**What is required:** Reproduce the lines below exactly, starting at the one containing "This PR converges" and stopping at the final line.

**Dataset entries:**
- - -
PR #70, opened 2020-11-11
Nginx headers

### LINKED ISSUE #69: Ability to add custom nginx configuration
Would you be willing to accept a patch that allows for inserting additional nginx configuration into the nginx configmap from helm values?

We run our instance of Zammad behind a Google IAP and would like the ability to rewrite some of the headers before it hits zammad.  I'm specifically targeting this area - https://github.com/zammad/zammad-helm/blob/master/zammad/templates/configmap-nginx.yaml#L52

I'm trying avoid the need to run an additional instance of nginx in front for the purpose of rewriting a few headers.

cabillman:
Allows users of the chart to tweak the nginx configmap. This can be useful to add/remove headers before requests are sent to the zammad pods.

  - fixes #69 

#### Checklist
- [x] Chart Version bumped


zammad/templates/configmap-nginx.yaml
```diff
@@ -42,6 +42,9 @@ data:
             proxy_set_header Connection "Upgrade";
             proxy_set_header CLIENT_IP $remote_addr;
             proxy_set_header X-Forwarded-For $proxy_add_x_forwarded_for;
+            {{ if .Values.envConfig.zammad.nginx.websocketExtraHeaders }}
+                {{ .Values.envConfig.zammad.nginx.websocketExtraHeaders | nindent 12 }}
```
monotek, line 46: Imho this should look like:

```
            proxy_set_header  {{ .Values.envConfig.zammad.nginx.websocketExtraHeaders }}
```

zammad/templates/configmap-nginx.yaml
```diff
@@ -50,6 +53,9 @@ data:
             proxy_set_header Host $http_host;
             proxy_set_header CLIENT_IP $remote_addr;
             proxy_set_header X-Forwarded-For $proxy_add_x_forwarded_for;
+            {{ if .Values.envConfig.zammad.nginx.extraHeaders }}
+                {{ .Values.envConfig.zammad.nginx.extraHeaders | nindent 12 }}
```
monotek, line 57: Imho this should look like:
```
             proxy_set_header  {{ .Values.envConfig.zammad.nginx.extraHeaders }}
```

zammad/values.yaml
```diff
@@ -55,6 +55,15 @@ envConfig:
...
       readinessProbe: true
+
+      # string with nginx config to set headers on the /ws location
+      # websocketExtraHeaders: |
+      #   proxy_set_header Header1 "Header Value";
+
+      # string with nginx config to set headers on the / location
+      # extraHeaders: |
+      #   proxy_set_header Header2 "Header2 Value";
+
```
monotek, line 66: Commented out stuff looks bad.
Please only comment out the value example but add an empty key.

monotek (changes requested):

zammad/templates/configmap-nginx.yaml
cabillman: I need to modify more than a single header so that will not work for my intended use case. Would you prefer I make the value a list and iterate over the items?

zammad/values.yaml
cabillman: I modeled this on: https://github.com/zammad/zammad-helm/blob/1fe1b50f7a687ba3178bc83bc5a944747059a8c4/zammad/values.yaml#L69

Are you suggesting I remove line 63, add an "extraHeaders: {}" and keep 64+65 as an example?

monotek: yes

cabillman:
I think this most recent revision gets close the the requested changes. I used a list because I need to modify more than one header.

monotek (changes requested):
Please merge master and raise chart version to 3.1.0

cabillman:
Chart version has been bumped.

monotek (approved):

PR #108, opened 2021-08-28
introduce rbac and psp support

guyguy333:

This PR adds support for RBAC and PSP

None

#### Checklist
- [x] Chart Version bumped

### DIFF
--- a/zammad/Chart.yaml
+++ b/zammad/Chart.yaml
@@ -1,6 +1,6 @@
 apiVersion: v2
 name: zammad
-version: 4.1.0
+version: 4.2.0
 appVersion: 4.1.0
 description: Zammad is a web based open source helpdesk/customer support system with many features to manage customer communication via several channels like telephone, facebook, twitter, chat and e-mails.
 home: https://zammad.org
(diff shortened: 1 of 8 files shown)


monotek (changes requested):
Not sure if adding psp makes still sense, as they are already deprecated: https://kubernetes.io/blog/2021/04/06/podsecuritypolicy-deprecation-past-present-and-future/

guyguy333:
> Not sure if adding psp makes still sense, as they are already deprecated: https://kubernetes.io/blog/2021/04/06/podsecuritypolicy-deprecation-past-present-and-future/

Indeed, they're deprecated. However, many clusters are still using it. For eg, 1.21 is not stable branch of GKE yet. I think it makes sense to enable people to use PSP and to remove it after K8S API remove (1.25 if I remember right)

monotek (changes requested):
OK, lets add it, but with the following changes:
* Add check for kubernetes version and disable if >= 1.25 is detected.
* disable serviceaccount and rbac by default too, as they are only needed for psp at the moment

guyguy333:
> OK, lets add it, but with the following changes:
> 
> * Add check for kubernetes version and disable if >= 1.25 is detected.
> * disable serviceaccount and rbac by default too, as they are only needed for psp at the moment

I updated the PR with your required changes. Thanks.

monotek (approved):

PR #112, opened 2021-10-09
refactor: storageClassName field in values.yaml and statefulset spec

### LINKED ISSUE #96: Allow empty strings pvc storageClassName
In some situations, it coud be useful to define pvc storageClassName as empty string (*not* null) to disable dynamic provisioning.

Right now, it's not fully possible in this chart, and the way of doing it may vary depends on the chart/subchart:

PostgreSQL (using the storageClass "-" de facto standard) :
```
postgresql:
  ...
  persistence:
    ...
    storageClass: "-"
```

Elasticsearch (using full "volumeClaimTemplate" block) :
```
elasticsearch:
  ...
  volumeClaimTemplate:
    ...
    storageClassName: ""
```

Zammad itself:
```
persistence:
  ...
  storageClass: ""
```

In this last example, zammad is using half of the de facto standard :)
First, storageClass is used instead of storageClassName (which, in my opinion, is a good thing).
But then, the special value "-" is not handled, and worst, if storageClass is an ampty string, it leads to no storageClassName at all because of the "with" usage right here: https://github.com/zammad/zammad-helm/blob/master/zammad/templates/statefulset.yaml#L298

zoomoid:

This PR converges the notation for the storageClassName field with those from for example bitnami, due to the outlined cases in #96 by @nervo.

  - fixes #96

#### Checklist
- [ ] Chart Version bumped

### DIFF
--- a/zammad/Chart.yaml
+++ b/zammad/Chart.yaml
@@ -1,6 +1,6 @@
 apiVersion: v2
 name: zammad
-version: 4.2.1
+version: 5.0.0
 appVersion: 4.1.0
 description: Zammad is a web based open source helpdesk/customer support system with many features to manage customer communication via several channels like telephone, facebook, twitter, chat and e-mails.
 home: https://zammad.org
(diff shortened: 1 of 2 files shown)


monotek:
superseeded by: https://github.com/zammad/zammad-helm/pull/115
- - -
**Completed task:**
This PR converges the notation for the storageClassName field with those from for example bitnami, due to the outlined cases in #96 by @nervo.

  - fixes #96

#### Checklist
- [ ] Chart Version bumped

### DIFF
--- a/zammad/Chart.yaml
+++ b/zammad/Chart.yaml
@@ -1,6 +1,6 @@
 apiVersion: v2
 name: zammad
-version: 4.2.1
+version: 5.0.0
 appVersion: 4.1.0
 description: Zammad is a web based open source helpdesk/customer support system with many features to manage customer communication via several channels like telephone, facebook, twitter, chat and e-mails.
 home: https://zammad.org
(diff shortened: 1 of 2 files shown)


monotek:
superseeded by: https://github.com/zammad/zammad-helm/pull/115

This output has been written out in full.